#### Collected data
PR #633, opened 2026-04-13
Add JS Asset Auditor plugin with Playwright CLI

### LINKED ISSUE #631: Implement JS Auditor - claude code
### Description

Implement the skill.

Skill should audit js assets, and generate a usable config

ChristianPavilonis:
## Summary

- Add JS Asset Auditor as a Claude Code plugin at `packages/js-asset-auditor/` with a standalone Playwright CLI that sweeps publisher pages for third-party JS assets
- Auto-detect integrations (GPT, GTM, Didomi, DataDome, Lockr, Permutive, Prebid, APS) from swept URLs and generate `trusted-server.toml` config with `--config` flag
- Expanded heuristic filters for Google ad rendering, ad verification, ad fraud detection, and reCAPTCHA to reduce noise
- Auto-include target URL host as first-party, make `trusted-server.toml` optional with `--domain` flag for portability
- Browser launches headed by default to avoid bot detection (captchas, DataDome, etc.)

### 1. Check out the branch

```bash
git fetch origin
git checkout feature/js-asset-auditor
```

### 2. Install dependencies

```bash
cd packages/js-asset-auditor && npm install && npx playwright install chromium
cd ../..
```

### 3. Run the CLI directly

```bash
# Basic audit — opens a browser, sweeps the page, writes js-assets.toml
node packages/js-asset-auditor/lib/audit.mjs https://www.publisher.com

# Also generate trusted-server.toml with detected integrations
node packages/js-asset-auditor/lib/audit.mjs https://www.publisher.com --config

# Custom output paths
node packages/js-asset-auditor/lib/audit.mjs https://www.publisher.com \
  --output /tmp/assets.toml --config /tmp/config.toml

# Headless mode (for CI, may be blocked by bot protection)
node packages/js-asset-auditor/lib/audit.mjs https://www.publisher.com --headless
```

### 4. Use as a Claude Code plugin

```bash
claude --plugin-dir packages/js-asset-auditor
```

Then in Claude Code:
```
/js-asset-auditor:audit-js-assets https://www.publisher.com
/js-asset-auditor:audit-js-assets https://www.publisher.com --config
```

### CLI flags

| Flag | Description |
|---|---|
| `--diff` | Compare sweep against existing `js-assets.toml` |
| `--settle <ms>` | Settle window after page load (default: 6000) |
| `--first-party <hosts>` | Additional first-party hosts (comma-separated) |
| `--domain <host>` | Publisher domain (falls back to `trusted-server.toml` or URL) |
| `--no-filter` | Bypass heuristic filtering |
| `--headless` | Run browser without UI (default is headed) |
| `--output <path>` | Output file for js-assets.toml (default: `js-assets.toml`) |
| `--config [path]` | Generate `trusted-server.toml` with detected integrations |
| `--force` | Overwrite existing config file |

## Test plan

- [ ] Run against a publisher page and verify `js-assets.toml` output
- [ ] Run with `--config` and verify detected integrations in generated `trusted-server.toml`
- [ ] Run with `--diff` against an existing `js-assets.toml` and verify confirmed/new/missing
- [ ] Run without `trusted-server.toml` (e.g., from `/tmp`) and verify domain inference
- [ ] Load as Claude Code plugin and test the skill
- [ ] Verify `--config` without `--force` errors when file already exists
- [ ] Verify bot-protected sites work in headed mode

Closes https://github.com/IABTechLab/trusted-server/issues/631


packages/js-asset-auditor/lib/detect.mjs
```diff
@@ -0,0 +1,278 @@
...
+    toml += `enabled = true\n`;
+
+    // Auto-extracted fields
+    for (const [key, value] of Object.entries(integration.extracted)) {
+      toml += `${key} = ${formatTomlValue(value)}  # auto-detected\n`;
+    }
+
+    // TODO fields
+    for (const field of integration.todos) {
+      toml += `${field} = ""  # TODO: set your ${integration.label} ${field}\n`;
```
aram356: 🔧 **wrench** — Generated `bidders = ""` produces invalid Prebid config.

Rust `PrebidConfig::bidders` is `Vec<String>` (`crates/trusted-server-core/src/integrations/prebid.rs:69`). The generator emits `bidders = ""` for every TODO field regardless of the target type, which deserializes as a string and fails when the user flips `enabled = true`. Same class of issue for any future array/numeric TODO fields.

**Fix** — keep TODO fields commented out so the file at least parses:

```js
for (const field of integration.todos) {
  toml += `# ${field} = ""  # TODO: set your ${integration.label} ${field}\n`;
}
```

Or, if you prefer them uncommented, annotate array fields in the pattern registry and emit `[]` instead of `""`.

packages/js-asset-auditor/lib/audit.mjs
```diff
@@ -0,0 +1,279 @@
...
+  for (let i = 2; i < argv.length; i++) {
+    const arg = argv[i];
+    if (arg === "--domain") {
+      args.domain = argv[++i];
+    } else if (arg === "--diff") {
+      args.diff = true;
+    } else if (arg === "--settle") {
+      args.settle = parseInt(argv[++i], 10);
+    } else if (arg === "--first-party") {
+      args.firstParty = argv[++i].split(",").filter(Boolean);
```
aram356: 🔧 **wrench** — `--first-party` without a value silently consumes the next flag.

Reproduced: `audit-js-assets https://example.com --first-party --diff` ends up with `firstParty = ["--diff"]` and `diff` never set to `true`. Same shape for `--settle`, `--output`, `--domain`, `--config`, and `--config` when a path isn't provided — any flag that consumes `argv[++i]` without validating.

**Fix**:

```js
} else if (arg === "--first-party") {
  const val = argv[++i];
  if (!val || val.startsWith("--")) {
    console.error(`--first-party requires a value`);
    process.exit(1);
  }
  args.firstParty = val.split(",").filter(Boolean);
}
```

Apply the same pattern to the other value-consuming flags.

docs/superpowers/specs/2026-04-01-js-asset-auditor-design.md
```diff
@@ -0,0 +1,366 @@
...
+| Framework CDNs      | `cdnjs.cloudflare.com`, `ajax.googleapis.com`, `cdn.jsdelivr.net`, `unpkg.com`                |
+| Error tracking      | `sentry.io`, `bugsnag.com`, `rollbar.com`                                                     |
+| Font services       | `fonts.googleapis.com`, `fonts.gstatic.com`                                                   |
+| Social embeds       | `platform.twitter.com`, `platform.x.com`, `connect.facebook.net`                              |
+| Google ad rendering | `pagead2.googlesyndication.com`, `tpc.googlesyndication.com`, `s0.2mdn.net`,                  |
+|                     | `googleads.g.doubleclick.net`, `www.googleadservices.com`                                     |
+| Ad fraud detection  | `adtrafficquality.google`                                                                     |
+| Ad verification     | `adsafeprotected.com`, `moatads.com`, `doubleverify.com`                                      |
+| reCAPTCHA           | `recaptcha.net`, `www.google.com/recaptcha/*`, `www.gstatic.com/recaptcha/*`                   |
```
aram356: 🔧 **wrench** — `format-docs` CI is failing on this file.

Prettier requires table column realignment here (heuristic filter table) and at ~lines 244–253 (detection patterns table). Reproduced locally with `cd docs && npx prettier --check superpowers/specs/2026-04-01-js-asset-auditor-design.md`.

**Fix**: `cd docs && npx prettier --write superpowers/specs/2026-04-01-js-asset-auditor-design.md`

scripts/js-asset-slug.mjs
```diff
@@ -0,0 +1,89 @@
...
+}
+
+function generateSlug(publisherDomain, originUrl) {
+  const input = `${publisherDomain}|${originUrl}`;
+  const digest = createHash("sha256").update(input).digest();
+  const base62 = bufferToBase62(digest);
+  const publisherPrefix = base62.slice(0, 8);
+  const assetStem = extractAssetStem(originUrl);
+  return `${publisherPrefix}:${assetStem}`;
+}
```
aram356: ♻️ **refactor** — Slug algorithm duplicated across files.

`packages/js-asset-auditor/lib/slug.mjs` already imports from `process.mjs`. But this script duplicates the full base62 + stem-extraction implementation. The spec acknowledges this and requires manual sync, which will drift — and silent drift here breaks KV lookups against the Rust proxy.

**Fix** — make this a thin wrapper:

```js
import { generateSlug } from "../packages/js-asset-auditor/lib/process.mjs";
// ...existing arg parsing and console.log
```

`process.mjs` only uses `node:crypto` and `node:path`, so no extra deps are needed.

packages/js-asset-auditor/lib/audit.mjs
```diff
@@ -0,0 +1,279 @@
...
+//   node packages/js-asset-auditor/lib/audit.mjs https://www.publisher.com [options]
+//   audit-js-assets https://www.publisher.com [options]  (when plugin bin/ is in PATH)
+//
+// Options:
+//   --diff              Compare against existing js-assets.toml
+//   --settle <ms>       Settle window after page load (default: 6000)
+//   --first-party <h>   Additional first-party hosts (comma-separated)
+//   --no-filter         Bypass heuristic filtering
+//   --headed            Run browser visibly for debugging
+//   --output <path>     Output file path (default: js-assets.toml)
```
aram356, line 19: ♻️ **refactor** — Top-of-file help block is stale.

Lists `--headed` (not implemented — actual flag is `--headless`) and omits `--config`, `--force`, `--domain`. The usage error on line 111 is correct; update this block to match.

packages/js-asset-auditor/lib/audit.mjs
```diff
@@ -0,0 +1,279 @@
...
+      // No config file — infer from target URL
+      try {
+        const host = new URL(args.url).hostname;
+        domain = host.startsWith("www.") ? host.slice(4) : host;
+      } catch {
+        domain = args.url;
+      }
+      console.error(`No trusted-server.toml found, using domain: ${domain}`);
+    }
+  }
```
aram356: 🤔 **thinking** — `readPublisherDomain` swallows parse errors as "file not found".

If `trusted-server.toml` exists but the hand-rolled parser can't extract `[publisher].domain` (missing section, single-quoted value, multiline string, etc.), the catch falls through to URL inference and the user sees `No trusted-server.toml found`. Because the publisher domain feeds the slug hash, this silently produces wrong slugs.

**Fix**: distinguish `ENOENT` from parse failure and fail loudly on the latter unless `--domain` was explicit.

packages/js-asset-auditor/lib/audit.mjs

#### TASK GOAL
In the lines above, find each one with "existing" and list it.

#### RESULT FOR THIS EXERCISE
| `--diff` | Compare sweep against existing `js-assets.toml` |
| `--force` | Overwrite existing config file |
- [ ] Run with `--diff` against an existing `js-assets.toml` and verify confirmed/new/missing
// ...existing arg parsing and console.log
+//   --diff              Compare against existing js-assets.toml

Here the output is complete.